#### EXERCISE BRIEF:
The string "reason" may appear in lines of the entries below. Report how many lines hold it, with only the number.

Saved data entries
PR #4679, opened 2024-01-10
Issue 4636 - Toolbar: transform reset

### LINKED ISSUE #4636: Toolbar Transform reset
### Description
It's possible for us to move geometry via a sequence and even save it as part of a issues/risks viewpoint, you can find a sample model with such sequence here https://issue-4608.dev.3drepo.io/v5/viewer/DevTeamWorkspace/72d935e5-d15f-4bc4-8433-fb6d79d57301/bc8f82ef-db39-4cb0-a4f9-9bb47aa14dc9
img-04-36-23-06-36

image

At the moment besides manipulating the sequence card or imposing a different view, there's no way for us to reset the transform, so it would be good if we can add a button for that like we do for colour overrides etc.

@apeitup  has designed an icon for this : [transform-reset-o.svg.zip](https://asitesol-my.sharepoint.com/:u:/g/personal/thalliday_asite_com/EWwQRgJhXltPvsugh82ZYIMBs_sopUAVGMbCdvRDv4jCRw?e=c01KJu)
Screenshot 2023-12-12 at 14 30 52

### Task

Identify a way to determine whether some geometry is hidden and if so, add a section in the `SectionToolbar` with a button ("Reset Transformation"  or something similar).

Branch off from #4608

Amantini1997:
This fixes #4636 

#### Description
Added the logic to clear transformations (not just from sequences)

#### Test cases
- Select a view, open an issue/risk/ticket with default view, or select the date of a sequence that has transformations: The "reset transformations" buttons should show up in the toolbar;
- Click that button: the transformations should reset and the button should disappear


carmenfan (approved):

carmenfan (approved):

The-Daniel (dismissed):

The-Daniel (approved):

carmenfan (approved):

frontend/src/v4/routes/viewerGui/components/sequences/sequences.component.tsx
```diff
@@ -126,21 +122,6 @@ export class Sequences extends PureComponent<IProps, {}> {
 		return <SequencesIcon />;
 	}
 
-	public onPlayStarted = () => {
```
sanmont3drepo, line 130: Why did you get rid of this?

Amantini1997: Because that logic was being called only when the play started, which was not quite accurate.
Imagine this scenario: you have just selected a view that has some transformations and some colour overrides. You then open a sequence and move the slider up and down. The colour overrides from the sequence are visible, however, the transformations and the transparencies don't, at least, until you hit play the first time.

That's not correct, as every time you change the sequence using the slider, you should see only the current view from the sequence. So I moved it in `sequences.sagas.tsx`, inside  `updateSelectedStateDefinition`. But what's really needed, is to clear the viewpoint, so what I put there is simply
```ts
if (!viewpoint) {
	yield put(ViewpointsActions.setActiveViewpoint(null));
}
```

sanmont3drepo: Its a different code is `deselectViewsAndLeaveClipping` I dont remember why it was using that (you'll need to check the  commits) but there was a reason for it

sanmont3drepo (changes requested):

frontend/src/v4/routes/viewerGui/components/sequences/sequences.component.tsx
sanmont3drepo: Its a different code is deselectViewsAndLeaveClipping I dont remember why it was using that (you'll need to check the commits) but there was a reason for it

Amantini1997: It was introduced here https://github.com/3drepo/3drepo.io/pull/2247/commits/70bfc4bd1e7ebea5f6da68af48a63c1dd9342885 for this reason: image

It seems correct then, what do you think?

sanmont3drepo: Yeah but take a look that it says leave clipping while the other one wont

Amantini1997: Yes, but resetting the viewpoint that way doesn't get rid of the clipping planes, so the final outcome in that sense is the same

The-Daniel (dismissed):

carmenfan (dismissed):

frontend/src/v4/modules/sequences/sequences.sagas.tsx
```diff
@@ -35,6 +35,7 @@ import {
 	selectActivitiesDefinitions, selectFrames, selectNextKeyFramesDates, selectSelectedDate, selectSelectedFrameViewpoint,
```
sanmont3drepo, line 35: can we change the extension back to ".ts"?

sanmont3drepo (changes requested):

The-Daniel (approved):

#### SOLUTION BELOW:
3